▸ **Exercise aim**:
Your answer must be every line of the data below that holds the string "bash", copied exactly.
*** Opening of Record extracts ***
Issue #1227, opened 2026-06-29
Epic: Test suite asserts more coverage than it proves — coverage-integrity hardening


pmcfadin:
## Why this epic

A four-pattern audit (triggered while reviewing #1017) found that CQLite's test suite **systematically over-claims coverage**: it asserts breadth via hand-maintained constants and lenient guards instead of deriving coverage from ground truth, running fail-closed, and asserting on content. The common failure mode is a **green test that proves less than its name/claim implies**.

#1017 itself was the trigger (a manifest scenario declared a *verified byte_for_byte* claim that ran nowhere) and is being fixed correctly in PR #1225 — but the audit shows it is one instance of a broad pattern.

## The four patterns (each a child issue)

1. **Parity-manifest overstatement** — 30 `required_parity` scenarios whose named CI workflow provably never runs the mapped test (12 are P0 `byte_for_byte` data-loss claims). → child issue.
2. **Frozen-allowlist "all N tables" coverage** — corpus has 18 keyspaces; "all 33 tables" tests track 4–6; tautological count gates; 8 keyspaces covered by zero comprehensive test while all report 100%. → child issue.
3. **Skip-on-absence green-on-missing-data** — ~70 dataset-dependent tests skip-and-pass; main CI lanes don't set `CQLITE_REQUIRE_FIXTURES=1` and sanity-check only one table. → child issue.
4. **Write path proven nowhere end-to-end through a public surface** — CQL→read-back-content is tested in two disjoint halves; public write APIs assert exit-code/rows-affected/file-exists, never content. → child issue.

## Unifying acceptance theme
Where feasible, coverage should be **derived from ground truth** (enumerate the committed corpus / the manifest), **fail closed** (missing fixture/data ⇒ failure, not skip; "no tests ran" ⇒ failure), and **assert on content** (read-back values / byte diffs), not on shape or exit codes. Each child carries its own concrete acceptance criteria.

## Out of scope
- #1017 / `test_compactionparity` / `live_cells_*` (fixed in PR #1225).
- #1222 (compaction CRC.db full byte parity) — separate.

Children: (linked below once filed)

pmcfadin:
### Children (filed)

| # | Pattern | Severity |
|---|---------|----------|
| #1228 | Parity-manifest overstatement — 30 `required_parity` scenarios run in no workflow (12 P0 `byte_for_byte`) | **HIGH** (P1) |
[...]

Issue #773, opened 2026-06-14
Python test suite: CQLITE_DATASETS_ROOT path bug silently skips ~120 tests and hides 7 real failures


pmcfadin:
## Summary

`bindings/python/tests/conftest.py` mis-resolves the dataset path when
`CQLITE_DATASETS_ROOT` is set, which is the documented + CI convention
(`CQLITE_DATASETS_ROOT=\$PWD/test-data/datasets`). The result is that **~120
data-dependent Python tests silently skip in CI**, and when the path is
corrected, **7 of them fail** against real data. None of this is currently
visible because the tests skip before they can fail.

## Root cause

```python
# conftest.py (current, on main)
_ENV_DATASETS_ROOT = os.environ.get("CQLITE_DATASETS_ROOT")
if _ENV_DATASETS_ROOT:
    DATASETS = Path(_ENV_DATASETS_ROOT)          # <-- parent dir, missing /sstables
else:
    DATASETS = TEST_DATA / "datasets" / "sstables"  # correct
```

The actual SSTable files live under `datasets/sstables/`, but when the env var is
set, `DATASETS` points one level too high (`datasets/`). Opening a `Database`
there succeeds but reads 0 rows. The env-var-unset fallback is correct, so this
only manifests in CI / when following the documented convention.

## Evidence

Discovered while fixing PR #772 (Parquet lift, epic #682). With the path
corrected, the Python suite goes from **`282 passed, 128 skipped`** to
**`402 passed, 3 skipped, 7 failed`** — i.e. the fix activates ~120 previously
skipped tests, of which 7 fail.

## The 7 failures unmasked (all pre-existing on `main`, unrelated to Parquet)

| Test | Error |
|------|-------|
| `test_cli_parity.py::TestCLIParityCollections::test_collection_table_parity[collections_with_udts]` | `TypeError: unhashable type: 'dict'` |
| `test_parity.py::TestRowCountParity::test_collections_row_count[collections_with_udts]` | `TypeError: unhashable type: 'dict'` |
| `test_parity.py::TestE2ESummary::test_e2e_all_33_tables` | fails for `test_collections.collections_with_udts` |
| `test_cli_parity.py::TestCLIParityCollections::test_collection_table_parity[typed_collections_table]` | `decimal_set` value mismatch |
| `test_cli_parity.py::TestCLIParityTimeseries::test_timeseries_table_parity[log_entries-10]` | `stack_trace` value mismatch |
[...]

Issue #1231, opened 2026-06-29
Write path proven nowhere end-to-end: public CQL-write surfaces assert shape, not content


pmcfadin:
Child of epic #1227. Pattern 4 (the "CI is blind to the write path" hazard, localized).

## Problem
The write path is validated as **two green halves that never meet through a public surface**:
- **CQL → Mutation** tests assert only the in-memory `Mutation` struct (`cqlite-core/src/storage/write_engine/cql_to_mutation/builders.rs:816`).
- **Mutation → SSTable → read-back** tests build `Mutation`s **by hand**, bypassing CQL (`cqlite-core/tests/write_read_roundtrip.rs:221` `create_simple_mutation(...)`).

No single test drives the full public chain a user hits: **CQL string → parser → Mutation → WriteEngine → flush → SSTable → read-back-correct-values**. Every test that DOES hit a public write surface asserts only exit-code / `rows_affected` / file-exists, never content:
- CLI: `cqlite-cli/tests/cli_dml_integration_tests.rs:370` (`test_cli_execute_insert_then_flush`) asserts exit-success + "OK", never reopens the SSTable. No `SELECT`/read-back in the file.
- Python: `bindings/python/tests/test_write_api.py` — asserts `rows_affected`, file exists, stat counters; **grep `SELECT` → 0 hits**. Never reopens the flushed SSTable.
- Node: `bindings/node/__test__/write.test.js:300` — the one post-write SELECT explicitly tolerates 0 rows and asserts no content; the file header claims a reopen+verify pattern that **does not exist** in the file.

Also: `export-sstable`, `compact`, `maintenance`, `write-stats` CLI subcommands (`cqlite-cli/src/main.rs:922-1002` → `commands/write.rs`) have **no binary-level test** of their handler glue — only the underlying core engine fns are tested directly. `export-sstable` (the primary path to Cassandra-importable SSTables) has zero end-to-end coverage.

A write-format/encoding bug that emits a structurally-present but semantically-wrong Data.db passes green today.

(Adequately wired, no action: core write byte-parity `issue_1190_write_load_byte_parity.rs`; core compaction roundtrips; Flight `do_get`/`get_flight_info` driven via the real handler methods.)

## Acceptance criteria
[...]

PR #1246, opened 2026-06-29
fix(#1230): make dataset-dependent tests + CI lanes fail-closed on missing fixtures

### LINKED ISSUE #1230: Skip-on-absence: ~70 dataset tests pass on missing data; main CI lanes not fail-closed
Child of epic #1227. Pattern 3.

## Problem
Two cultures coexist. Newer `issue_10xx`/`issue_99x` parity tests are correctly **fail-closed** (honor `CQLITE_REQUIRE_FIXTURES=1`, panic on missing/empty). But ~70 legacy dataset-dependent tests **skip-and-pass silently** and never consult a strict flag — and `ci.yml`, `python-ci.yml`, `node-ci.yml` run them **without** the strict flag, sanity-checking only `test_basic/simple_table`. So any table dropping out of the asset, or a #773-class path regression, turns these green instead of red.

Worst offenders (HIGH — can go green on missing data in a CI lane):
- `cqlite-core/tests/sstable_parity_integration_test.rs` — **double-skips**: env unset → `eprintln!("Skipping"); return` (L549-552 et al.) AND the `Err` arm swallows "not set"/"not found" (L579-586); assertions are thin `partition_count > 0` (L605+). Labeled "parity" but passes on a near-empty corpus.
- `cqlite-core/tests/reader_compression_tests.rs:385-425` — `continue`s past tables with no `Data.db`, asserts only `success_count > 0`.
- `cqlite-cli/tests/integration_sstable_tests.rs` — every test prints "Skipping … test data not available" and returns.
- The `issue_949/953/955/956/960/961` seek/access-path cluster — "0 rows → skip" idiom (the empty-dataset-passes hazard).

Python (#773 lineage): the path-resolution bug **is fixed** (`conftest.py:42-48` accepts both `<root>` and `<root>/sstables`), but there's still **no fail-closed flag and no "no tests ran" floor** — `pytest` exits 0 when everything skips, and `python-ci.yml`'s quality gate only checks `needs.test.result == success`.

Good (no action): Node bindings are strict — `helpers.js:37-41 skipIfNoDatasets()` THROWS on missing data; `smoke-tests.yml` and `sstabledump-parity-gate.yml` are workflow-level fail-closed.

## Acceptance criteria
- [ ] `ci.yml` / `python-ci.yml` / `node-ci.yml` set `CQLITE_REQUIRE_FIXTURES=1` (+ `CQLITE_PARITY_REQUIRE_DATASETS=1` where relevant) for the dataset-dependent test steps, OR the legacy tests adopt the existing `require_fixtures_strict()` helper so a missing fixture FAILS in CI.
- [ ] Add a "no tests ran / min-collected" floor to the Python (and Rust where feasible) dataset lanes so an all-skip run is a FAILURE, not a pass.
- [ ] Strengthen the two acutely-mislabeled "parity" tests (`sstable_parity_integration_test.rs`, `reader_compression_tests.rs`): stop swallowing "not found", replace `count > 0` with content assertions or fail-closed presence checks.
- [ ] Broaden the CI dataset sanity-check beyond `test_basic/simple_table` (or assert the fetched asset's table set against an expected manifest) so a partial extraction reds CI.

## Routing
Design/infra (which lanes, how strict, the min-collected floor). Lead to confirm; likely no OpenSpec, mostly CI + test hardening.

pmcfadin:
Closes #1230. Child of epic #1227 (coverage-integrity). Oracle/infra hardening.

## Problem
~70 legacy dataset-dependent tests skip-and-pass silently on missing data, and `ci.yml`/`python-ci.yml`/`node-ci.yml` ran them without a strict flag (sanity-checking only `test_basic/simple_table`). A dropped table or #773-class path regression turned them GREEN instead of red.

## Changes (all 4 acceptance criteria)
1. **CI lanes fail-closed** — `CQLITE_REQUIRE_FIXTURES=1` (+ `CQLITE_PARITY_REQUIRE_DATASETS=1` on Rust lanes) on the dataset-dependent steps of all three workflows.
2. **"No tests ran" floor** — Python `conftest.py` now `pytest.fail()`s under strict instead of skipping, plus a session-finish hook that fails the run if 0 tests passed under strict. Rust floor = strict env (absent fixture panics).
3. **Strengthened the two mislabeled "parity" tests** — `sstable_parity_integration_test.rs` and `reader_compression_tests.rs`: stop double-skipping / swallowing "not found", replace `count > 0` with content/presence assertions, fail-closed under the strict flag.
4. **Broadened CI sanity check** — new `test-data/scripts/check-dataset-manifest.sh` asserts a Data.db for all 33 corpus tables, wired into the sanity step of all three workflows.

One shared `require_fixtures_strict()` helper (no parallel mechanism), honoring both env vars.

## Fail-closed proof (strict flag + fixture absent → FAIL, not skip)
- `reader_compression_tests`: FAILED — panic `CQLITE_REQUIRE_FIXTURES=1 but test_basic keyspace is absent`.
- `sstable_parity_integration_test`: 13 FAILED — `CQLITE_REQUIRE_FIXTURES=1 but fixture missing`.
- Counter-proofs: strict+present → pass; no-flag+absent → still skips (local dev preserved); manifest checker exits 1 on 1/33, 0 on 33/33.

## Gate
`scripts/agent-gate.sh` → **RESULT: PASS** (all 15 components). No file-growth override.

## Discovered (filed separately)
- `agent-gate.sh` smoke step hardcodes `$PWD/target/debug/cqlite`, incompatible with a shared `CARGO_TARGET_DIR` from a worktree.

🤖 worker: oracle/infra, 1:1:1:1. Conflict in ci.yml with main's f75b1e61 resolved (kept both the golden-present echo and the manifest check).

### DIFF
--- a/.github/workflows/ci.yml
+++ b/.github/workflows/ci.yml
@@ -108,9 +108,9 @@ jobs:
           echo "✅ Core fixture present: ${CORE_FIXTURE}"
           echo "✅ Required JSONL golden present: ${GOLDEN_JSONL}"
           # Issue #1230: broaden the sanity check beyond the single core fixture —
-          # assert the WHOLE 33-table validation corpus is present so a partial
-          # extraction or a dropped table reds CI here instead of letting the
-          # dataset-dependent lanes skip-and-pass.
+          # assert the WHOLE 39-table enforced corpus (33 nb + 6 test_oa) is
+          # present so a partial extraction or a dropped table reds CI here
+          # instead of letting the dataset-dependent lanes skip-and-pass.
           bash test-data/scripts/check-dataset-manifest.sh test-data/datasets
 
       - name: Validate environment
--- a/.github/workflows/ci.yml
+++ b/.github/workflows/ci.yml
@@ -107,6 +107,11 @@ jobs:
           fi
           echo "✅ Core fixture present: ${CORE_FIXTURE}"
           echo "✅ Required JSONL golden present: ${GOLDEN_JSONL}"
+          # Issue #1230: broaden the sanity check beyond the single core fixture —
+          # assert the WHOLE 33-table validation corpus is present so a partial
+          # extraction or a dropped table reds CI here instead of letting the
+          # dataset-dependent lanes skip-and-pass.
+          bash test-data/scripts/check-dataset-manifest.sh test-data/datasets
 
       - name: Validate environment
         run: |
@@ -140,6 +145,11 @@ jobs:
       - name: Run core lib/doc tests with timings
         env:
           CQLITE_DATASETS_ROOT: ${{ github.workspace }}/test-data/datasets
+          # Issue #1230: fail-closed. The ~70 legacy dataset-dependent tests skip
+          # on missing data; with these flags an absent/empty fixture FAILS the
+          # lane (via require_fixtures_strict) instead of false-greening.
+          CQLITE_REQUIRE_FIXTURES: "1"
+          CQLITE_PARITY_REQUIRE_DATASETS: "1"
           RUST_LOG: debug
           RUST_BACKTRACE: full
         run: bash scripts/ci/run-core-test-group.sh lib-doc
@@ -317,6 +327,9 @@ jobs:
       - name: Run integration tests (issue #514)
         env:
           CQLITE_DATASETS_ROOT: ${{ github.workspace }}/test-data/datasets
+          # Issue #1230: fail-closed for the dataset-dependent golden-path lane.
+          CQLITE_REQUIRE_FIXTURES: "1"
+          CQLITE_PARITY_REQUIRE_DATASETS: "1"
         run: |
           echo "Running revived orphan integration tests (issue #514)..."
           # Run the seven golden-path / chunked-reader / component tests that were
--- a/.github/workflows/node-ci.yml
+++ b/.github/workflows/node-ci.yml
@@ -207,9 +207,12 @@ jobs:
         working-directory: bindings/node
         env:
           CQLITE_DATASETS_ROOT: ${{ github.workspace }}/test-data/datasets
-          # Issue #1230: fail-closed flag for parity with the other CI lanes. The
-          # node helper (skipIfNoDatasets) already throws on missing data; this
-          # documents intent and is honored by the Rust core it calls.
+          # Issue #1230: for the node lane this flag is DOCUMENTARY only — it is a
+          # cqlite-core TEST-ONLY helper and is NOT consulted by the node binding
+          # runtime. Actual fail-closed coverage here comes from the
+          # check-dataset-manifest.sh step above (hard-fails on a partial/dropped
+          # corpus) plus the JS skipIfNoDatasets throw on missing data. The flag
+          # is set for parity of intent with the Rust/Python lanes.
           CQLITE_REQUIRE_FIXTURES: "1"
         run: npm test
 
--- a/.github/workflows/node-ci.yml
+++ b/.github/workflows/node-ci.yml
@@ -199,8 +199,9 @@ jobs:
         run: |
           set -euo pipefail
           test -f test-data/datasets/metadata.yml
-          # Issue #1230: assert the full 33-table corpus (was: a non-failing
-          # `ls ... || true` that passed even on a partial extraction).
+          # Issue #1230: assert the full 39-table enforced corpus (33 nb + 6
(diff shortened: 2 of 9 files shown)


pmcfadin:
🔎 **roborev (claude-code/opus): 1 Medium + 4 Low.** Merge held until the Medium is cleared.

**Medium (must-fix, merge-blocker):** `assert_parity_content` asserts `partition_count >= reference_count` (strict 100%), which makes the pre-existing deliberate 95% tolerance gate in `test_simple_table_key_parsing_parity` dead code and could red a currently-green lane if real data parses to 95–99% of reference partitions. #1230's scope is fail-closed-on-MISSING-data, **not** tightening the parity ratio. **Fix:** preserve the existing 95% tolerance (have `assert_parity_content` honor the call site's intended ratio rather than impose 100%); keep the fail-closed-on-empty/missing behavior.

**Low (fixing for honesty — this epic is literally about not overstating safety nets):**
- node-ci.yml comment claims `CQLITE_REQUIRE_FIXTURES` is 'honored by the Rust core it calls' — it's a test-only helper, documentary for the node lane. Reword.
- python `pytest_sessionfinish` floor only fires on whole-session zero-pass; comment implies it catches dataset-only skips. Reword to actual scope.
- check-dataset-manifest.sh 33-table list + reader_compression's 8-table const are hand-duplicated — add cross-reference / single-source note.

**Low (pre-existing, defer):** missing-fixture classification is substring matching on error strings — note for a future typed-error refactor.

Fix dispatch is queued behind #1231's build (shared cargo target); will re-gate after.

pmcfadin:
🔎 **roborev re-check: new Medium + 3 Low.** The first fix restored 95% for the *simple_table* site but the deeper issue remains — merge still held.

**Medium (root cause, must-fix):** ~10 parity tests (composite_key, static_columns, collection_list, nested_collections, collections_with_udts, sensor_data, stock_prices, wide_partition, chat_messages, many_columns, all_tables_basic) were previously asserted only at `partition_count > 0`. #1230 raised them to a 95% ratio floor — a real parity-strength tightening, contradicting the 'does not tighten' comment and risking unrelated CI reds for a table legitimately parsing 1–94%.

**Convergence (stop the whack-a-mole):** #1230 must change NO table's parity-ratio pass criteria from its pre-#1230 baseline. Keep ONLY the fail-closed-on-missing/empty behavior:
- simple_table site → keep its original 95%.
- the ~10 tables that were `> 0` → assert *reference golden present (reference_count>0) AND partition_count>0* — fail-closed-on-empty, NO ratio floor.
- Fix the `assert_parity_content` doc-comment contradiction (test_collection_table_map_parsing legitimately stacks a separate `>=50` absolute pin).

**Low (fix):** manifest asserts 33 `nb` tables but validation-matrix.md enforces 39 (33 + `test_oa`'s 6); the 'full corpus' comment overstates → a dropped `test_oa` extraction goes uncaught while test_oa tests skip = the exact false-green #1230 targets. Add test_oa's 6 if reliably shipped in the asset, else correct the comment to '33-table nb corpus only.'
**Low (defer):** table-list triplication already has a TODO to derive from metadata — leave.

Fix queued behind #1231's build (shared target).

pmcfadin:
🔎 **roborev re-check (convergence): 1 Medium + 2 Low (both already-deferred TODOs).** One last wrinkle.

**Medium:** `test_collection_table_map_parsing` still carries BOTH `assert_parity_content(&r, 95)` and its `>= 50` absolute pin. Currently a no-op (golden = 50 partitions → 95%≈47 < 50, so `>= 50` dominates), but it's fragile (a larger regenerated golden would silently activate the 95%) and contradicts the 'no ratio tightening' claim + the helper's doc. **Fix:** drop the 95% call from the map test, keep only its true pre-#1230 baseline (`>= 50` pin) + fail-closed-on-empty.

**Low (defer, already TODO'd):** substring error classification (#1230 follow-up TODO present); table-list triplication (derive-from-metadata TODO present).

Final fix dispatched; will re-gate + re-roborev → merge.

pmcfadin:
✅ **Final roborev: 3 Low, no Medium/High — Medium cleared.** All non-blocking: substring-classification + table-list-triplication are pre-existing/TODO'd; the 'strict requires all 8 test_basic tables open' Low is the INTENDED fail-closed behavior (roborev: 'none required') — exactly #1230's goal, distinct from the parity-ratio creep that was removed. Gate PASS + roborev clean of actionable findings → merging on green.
*** Close of Record extracts ***
▸ **Task output**:
           bash test-data/scripts/check-dataset-manifest.sh test-data/datasets
+          bash test-data/scripts/check-dataset-manifest.sh test-data/datasets
         run: bash scripts/ci/run-core-test-group.sh lib-doc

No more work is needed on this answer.